• [Problem description]
The records under this task must be duplicated exactly.

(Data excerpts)
..............................
PR #207, opened 2021-09-12
Synthesis fixer repeat needs love

Koeng101:
Added are a few complex genes with large repeats. Our repeat finding function needs love.


Koeng101:
Noted https://github.com/TimothyStiles/poly/blob/87dbfcae9320588144d9931fd620f3d50d9f9f1f/synthesis/synthesis_test.go#L207-L218

Will have to fix later.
..............................
• [Response]
PR #207, opened 2021-09-12
Synthesis fixer repeat needs love

Koeng101:
Added are a few complex genes with large repeats. Our repeat finding function needs love.


Koeng101:
Noted https://github.com/TimothyStiles/poly/blob/87dbfcae9320588144d9931fd620f3d50d9f9f1f/synthesis/synthesis_test.go#L207-L218

Will have to fix later.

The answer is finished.